Validating the efficiency of γ-Al2O3/La0.6Sr0.4Co0.2Fe0.8O3-δ double-layer electrolyte for low temperature solid oxide fuel cell

Perovskite La 0.6 Sr 0.4 Co 0.2 Fe 0.8 O 3+δ (LSCF) as a promising cathode material possessed overwhelming electronic conduction along with certain ionic conductivity. Its strong electron conduction capability hinder the application of pure-phase LSCF as electrolyte in semiconductor membrane fuel cell (SMFC). In order to constrain the electron transport and take advantage of the decent ion conduction of LSCF, a thin layer of γ-Al 2 O 3 with insulating property was added as an electron barrier layer and combine with LSCF to form a two-layer structure electrolyte.
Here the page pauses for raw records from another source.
PR #1120, opened 2021-12-13
Add `validationResult()` for schema validation example

daenamkim:
## Description

Missing `validationResult()` usage could make someone hard to use express-validator with Schema Validation at the beginning so it would be better to add little more codes.

## To-do list

- [x] I have added tests for what I changed. => No need to test, it is just fixing document exmaple.


fedeci (approved):
Thanks!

Through adjusting the weight ratio of LSCF/γ-Al 2 O 3 to optimize the thickness of double layers, an open circuit voltage of 0.98 V and a maximum power density of 690 mW/cm 2 was received at 550 °C. At the same time, SEM, EIS and other characterization technology had proven that the LSCF/γ-Al 2 O 3 bi-layer electrolyte can work efficiently at low temperature. The advantage of this work is the application of double-layer (γ-Al 2 O 3 /LSCF) structure electrolyte to instead of mixed material electrolyte in low-temperature solid oxide fuel cells. Structural innovation and the using of insulating materials provided clues for the further development of SMFC. • This work proposes new bi-layer electrolyte in low-temperature solid oxide fuel cell. • Wide band gap oxide γ-Al 2 O 3 is used as an electron barrier layer. • The short-circuit phenomenon of LSCF as an electrolyte in low-temperature solid oxide fuel cells has been improved. • The device avoids high temperature sintering and can still obtain good performance. • The lower operating temperature eliminates the thermal matching between the bi-layer electrolyte.